◆ **YOUR OBJECTIVE**
Those lines of the material below that fall between its first line and the line with "### Additional Context", both included, are to be repeated exactly.

[Opening RECORDS PROVIDED section]

PR #6092, opened 2026-06-05
Fix ui.sub_pages wildcard re-rendering and reject unsupported route patterns (#6090)

### LINKED ISSUE #6090: Subpage navigation not rendering
### First Check

### Example Code

```python
import time
import logging
from uuid import uuid4

from nicegui import ui, PageArguments

@ui.page("/")
@ui.page('/{_:path}')
def root():
    ui.label(f'This ID {str(uuid4())[:6]} changes only on reload.')
    ui.separator()
    ui.sub_pages({
        '/': main_page,
    }, show_404=False)

    # 2. Add navigation debugging directly to the router
    ui.context.client.sub_pages_router.on_path_changed(
        lambda path: print(f"Successfully navigated to: {path}")
    )

def main_page(args: PageArguments):
    ui.label(str(time.time()))
    ui.label(f"{args.path = }, {args.remaining_path = }")
    ui.link('Go to item page', '/item')
    ui.link('Go to item 1 page', '/item/1')
    ui.link('Go to item 1/1 page', '/item/1/1')


ui.run(storage_secret="change_in_production")
```

### Description

The browser starting with `/` renders correctly.  Navigating from `/` to any of the `/item` or `/item/1` or `/item/1/1` updates the URL in the browser and generates the debug message but the `main_page()` is not called with the updated remaining path.  From `/item` to `/item` and other transitions displays the correct updated content.

### NiceGUI Version

3.10.0

### Python Version

3.13.5

### Browser

Firefox

### Operating System

Linux

### Additional Context

I'm attempting to find a "fallback" when any of the explicit sub-pages are not matched by using the path to get a page from a database and render its content like a hierarchical wiki.  The path(s) may have `/` in them and could have additional filtering/rendering features like `/Chapter1/Snork?format=json` and having the additional page arguments is a nice thing.  Changing the code by removing the `@ui.page` decorators and passing the `root` into `ui.run()` doesn't change the behavior.

falkoschindler:
### Motivation

Fixes #6090.

Two issues surfaced from the same report:

1. **Wildcard sub pages did not re-render on client-side navigation.** When navigating between two URLs that match the _same_ route but differ in `remaining_path` (e.g. `/` → `/item`, both matching route `/`), `ui.sub_pages` kept the stale content and never called the builder again with the new `remaining_path`. With `show_404=False` this silently showed nothing new. The existing wildcard tests only used full-page `screen.open()` reloads, so they never exercised client-side navigation and missed this.

2. **Starlette-style convertor patterns failed silently.** Route patterns like `'/{_:path}'` are not supported by `ui.sub_pages` (only single-segment `'{name}'` parameters are). Such a pattern was treated as a literal route that no URL ever matches, so the route just never fired — with no error or warning.

### Implementation

1. **Re-render fix** (`_show`): the "path unchanged" fast-path that skips re-rendering now also requires that `remaining_path` is unchanged _or_ that a nested `ui.sub_pages` is present to absorb the change. A leaf sub pages whose `remaining_path` changed now falls through to a full re-render so the builder sees the new value. The nested case keeps the optimization (the parent is not rebuilt when only the child's segment changes).

2. **Unsupported patterns now raise** a `ValueError` at registration time (`__init__` and `add`) via a new `_validate_route`, pointing users to `show_404=False` + `PageArguments.remaining_path` for wildcard routing. The runtime matcher (`_match_path`) is unchanged.

### Progress

- [x] Documentation has been added (docstring note on the parameter limitation).
- [x] **Minor breaking change:**

Route patterns that previously failed silently (e.g. `'/{_:path}'`, `'/{name:path}'`) now raise `ValueError` at `ui.sub_pages(...)` / `.add(...)`. These never matched anything before, so only already-broken routes are affected; the fix is to use `show_404=False` + `remaining_path`.

### DIFF
--- a/nicegui/elements/sub_pages.py
+++ b/nicegui/elements/sub_pages.py
@@ -30,6 +30,8 @@ class SubPages(Element, component='sub_pages.js', default_classes='nicegui-sub-p
         Provides URL-based navigation between different views to build single page applications (SPAs).
         Routes are defined as path patterns mapping to page builder functions.
         Path parameters like "/user/{id}" are extracted and passed to the builder function.
+        Only single-segment "{name}" parameters are supported (not Starlette-style converters like "{name:path}");
+        for wildcard routing use ``show_404=False`` and read ``PageArguments.remaining_path``.
 
         *Added in version 2.22.0*
 
@@ -42,6 +44,8 @@ class SubPages(Element, component='sub_pages.js', default_classes='nicegui-sub-p
         super().__init__()
         self._router = context.client.sub_pages_router
         self._routes = routes or {}
+        for path in self._routes:
+            self._validate_route(path)
         parent_sub_pages_element = next((el for el in self.ancestors() if isinstance(el, SubPages)), None)
         self._rendered_path = ''
         self._root_path = parent_sub_pages_element._rendered_path if parent_sub_pages_element else root_path
@@ -59,6 +63,7 @@ class SubPages(Element, component='sub_pages.js', default_classes='nicegui-sub-p
         :param page: function to call when this path is accessed
         :return: self for method chaining
         """
+        self._validate_route(path)
         self._routes[path] = page
         self._show()
         return self
@@ -75,16 +80,19 @@ class SubPages(Element, component='sub_pages.js', default_classes='nicegui-sub-p
         """Display the page matching the current URL path."""
         self._rendered_path = ''
         match = self._find_matching_path()
+        has_nested_sub_pages = any(isinstance(el, SubPages) for el in self.descendants())
         # NOTE: if path and query params are the same, only update fragment without re-rendering
         if (
+            # pylint: disable=too-many-boolean-expressions
             match is not None and
             self._match is not None and
             match.path == self._match.path and
+            (self._match.remaining_path == match.remaining_path or has_nested_sub_pages) and
             not self._required_query_params_changed(match) and
             not (self.has_404 and self._match.remaining_path == match.remaining_path)
         ):
             # NOTE: Even though our matched path is the same, the remaining path might still require us to handle 404 (if we are the last sub pages element)
-            if match.remaining_path and not any(isinstance(el, SubPages) for el in self.descendants()):
+            if match.remaining_path and not has_nested_sub_pages:
                 self._set_match(None)
             else:
                 self._handle_scrolling(match, behavior='smooth')
@@ -186,6 +194,18 @@ class SubPages(Element, component='sub_pages.js', default_classes='nicegui-sub-p
                     fragment=fragment,
                 ), query_params
         return None, query_params
+
+    @staticmethod
+    def _validate_route(path: str) -> None:
+        for parameter in re.findall(r'\{(.*?)\}', path):
+            if not re.fullmatch(r'\w+', parameter):
+                raise ValueError(
+                    f'Invalid route "{path}": the parameter "{{{parameter}}}" is not supported. '
+                    'ui.sub_pages only supports single-segment "{name}" parameters, '
+                    'not Starlette-style converters like "{name:path}". '
+                    'For wildcard routing, use show_404=False and read PageArguments.remaining_path '
+                    '(see https://nicegui.io/documentation/sub_pages).'
+                )
 
     @staticmethod
     def _match_path(pattern: str, path: str) -> dict[str, str] | None:
--- a/nicegui/elements/sub_pages.py
+++ b/nicegui/elements/sub_pages.py
@@ -88,8 +88,7 @@ class SubPages(Element, component='sub_pages.js', default_classes='nicegui-sub-p
             self._match is not None and
             match.path == self._match.path and
             (self._match.remaining_path == match.remaining_path or has_nested_sub_pages or self._404_enabled) and
-            not self._required_query_params_changed(match) and
-            not (self.has_404 and self._match.remaining_path == match.remaining_path)
+            not self._required_query_params_changed(match)
         ):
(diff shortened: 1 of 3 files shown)


evnchn:

**TL;DR — negative finding, no action needed.** While reviewing I went down a side-tangent: I hypothesized this PR might *expose* a latent asymmetry where a leaf `ui.sub_pages` with an unconsumed path segment would render the page on a hard load but 404 on client-side navigation. I built an MRE to check — **it ruled the hypothesis out.** Behavior is consistent across hard load and client nav, and this PR actually *removes* the one real inconsistency (stale content on client nav). Sharing because ruling things out is still signal.

<details>
<summary>MRE + verified results (the hypothesis that didn't pan out)</summary>

**Hypothesis:** for a leaf sub pages (no nested, route `/sub`), a path with leftover segments like `/sub/x` would behave differently depending on how you got there — page on hard load vs. 404 on client nav.

**MRE** — single route, builder echoes `remaining_path`, root catch-all so the server serves deep paths:

```python
@ui.page('/')
@ui.page('/{_:path}')
def index():
    ui.sub_pages({'/sub': sub_page}, show_404=show_404)

def sub_page(args):
    ui.label(f'PAGE remaining={args.remaining_path!r}')
```

Exercised each path via the `User` fixture (HTTP status + rendered labels) and via a real browser (client-side link clicks). Every cell below is **observed output**, not predicted:

| Navigation | `show_404=True` | `show_404=False` |
|---|---|---|
| hard load `/sub` | 200 → `PAGE remaining=''` | 200 → `PAGE remaining=''` |
| hard load `/sub/x` | **HTTP 404** + `404: sub page /sub/x not found` | 200 → `PAGE remaining='/x'` |
| client nav → `/sub/x` | shows `404` label | re-renders `PAGE remaining='/x'` *(this PR's fix)* |

**Conclusion — no asymmetry:**
- `show_404=True`: an unconsumed segment yields 404 on **both** hard load (a genuine HTTP 404 status) and client nav. Consistent.
- `show_404=False`: the page renders with `remaining_path` populated on **both** hard load and — after this PR — client nav. Consistent. The PR is exactly what makes client nav match hard load.

**Where my initial code-trace went wrong:** I read the full-re-render branch (`_render_page` returns `True` unconditionally) and assumed a hard load of `/sub/x` would render the page. It doesn't — `show_404=True` initial server render raises `HTTPException(404)`, turning a leaf sub-page 404 into a real HTTP 404 status, so the branch I imagined never fires. The empirical run corrected the trace.

Net: nothing to fix here, and it's a small extra data point that the PR improves consistency rather than exposing one.

</details>

evnchn:

**TL;DR:** Reviewed — the fix looks right, and we verified the two load-bearing properties rather than just reading the diff (details below). One observation before stamping it: the neighboring condition `not (self.has_404 and self._match.remaining_path == match.remaining_path)` appears **provably dead**, and removing it would shrink the very boolean expression this PR had to `pylint: disable` for. Posting as a comment instead of an approval so you can sanity-check the proof first — happy to approve as-is or with the cleanup, whichever you prefer.

<details>
<summary><b>What we verified about the fix itself</b></summary>

- **The new clause strictly narrows the fast path.** Old fast-path cases minus exactly (`remaining_path` changed ∧ no nested sub-pages ∧ `show_404=False`) — which is precisely the #6090 bug case, now falling through to a full re-render. No new code paths: the nested-sub-pages optimization and the 404-on-deeper-navigation behavior are preserved (walked the truth table against `_set_match` / `_find_matching_path` on the PR head).
- **Registration-time validation matches runtime capability exactly.** `_validate_route` accepts `\w+` parameters; `_match_path`'s substitution regex is `\{(\w+)\}` — same set, no drift in either direction.
- The new test exercises the real regression trigger (client-side `screen.click` navigation rather than full-page reloads), and the `!r` formatting distinguishes empty-from-missing remaining path. 👍

</details>

<details>
<summary><b>The dead-clause proof</b></summary>

Claim: in `_show()`'s fast-path condition, `not (self.has_404 and self._match.remaining_path == match.remaining_path)` always evaluates to `True`.

1. `has_404` is written in exactly two places repo-wide (grep-verified): `__init__` (`False`) and `_set_match` (`self.has_404 = match is None` — always coupled with `self._match = match` on the line above). `sub_pages_router.py:140` only *reads* it.
2. `self._match` is written only by `_set_match` and `_reset_match` (which sets `None`).
3. Therefore whenever `self._match is not None`, the most recent `_match` write was `_set_match(<non-None>)`, which also set `has_404 = False` — and nothing can flip `has_404` to `True` without also nulling `_match`. Invariant: **`self._match is not None ⟹ self.has_404 is False`**.
4. The fast-path condition requires `self._match is not None` two conjuncts earlier, so by the time the `has_404` clause evaluates, `has_404` is always `False` → the clause is a tautology.

It appears to have been born dead in #4821 (`bc17b1bc`): the original `_set_match` already had the same write-coupling (`self._match = match` + `has_404 = False` on the non-None branch).

Only caveat: `has_404` has no underscore, so a subclass could in principle poke it directly; nothing in-tree does.

Removing the clause would also let the condition drop below the `too-many-boolean-expressions` threshold this PR had to disable.

</details>

evnchn (approved):

Approving. Verified the new commit locally: the diff is exactly the proved-dead clause removal and nothing else, and both sub-pages suites pass on the new head (71/71, `test_sub_pages.py` + `test_sub_pages_match_path.py`).

One correction to my earlier comment: I claimed removing the clause would let the condition drop below the `too-many-boolean-expressions` threshold — it doesn't (the operands inside the parenthesized or-group count individually, verified with pylint), so the `disable` stays. Everything else stands. Thanks for picking up the cleanup!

[Closing RECORDS PROVIDED section]

◆ **RESULT FOR THIS TASK**
PR #6092, opened 2026-06-05
Fix ui.sub_pages wildcard re-rendering and reject unsupported route patterns (#6090)

### LINKED ISSUE #6090: Subpage navigation not rendering
### First Check

### Example Code

```python
import time
import logging
from uuid import uuid4

from nicegui import ui, PageArguments

@ui.page("/")
@ui.page('/{_:path}')
def root():
    ui.label(f'This ID {str(uuid4())[:6]} changes only on reload.')
    ui.separator()
    ui.sub_pages({
        '/': main_page,
    }, show_404=False)

    # 2. Add navigation debugging directly to the router
    ui.context.client.sub_pages_router.on_path_changed(
        lambda path: print(f"Successfully navigated to: {path}")
    )

def main_page(args: PageArguments):
    ui.label(str(time.time()))
    ui.label(f"{args.path = }, {args.remaining_path = }")
    ui.link('Go to item page', '/item')
    ui.link('Go to item 1 page', '/item/1')
    ui.link('Go to item 1/1 page', '/item/1/1')


ui.run(storage_secret="change_in_production")
```

### Description

The browser starting with `/` renders correctly.  Navigating from `/` to any of the `/item` or `/item/1` or `/item/1/1` updates the URL in the browser and generates the debug message but the `main_page()` is not called with the updated remaining path.  From `/item` to `/item` and other transitions displays the correct updated content.

### NiceGUI Version

3.10.0

### Python Version

3.13.5

### Browser

Firefox

### Operating System

Linux

### Additional Context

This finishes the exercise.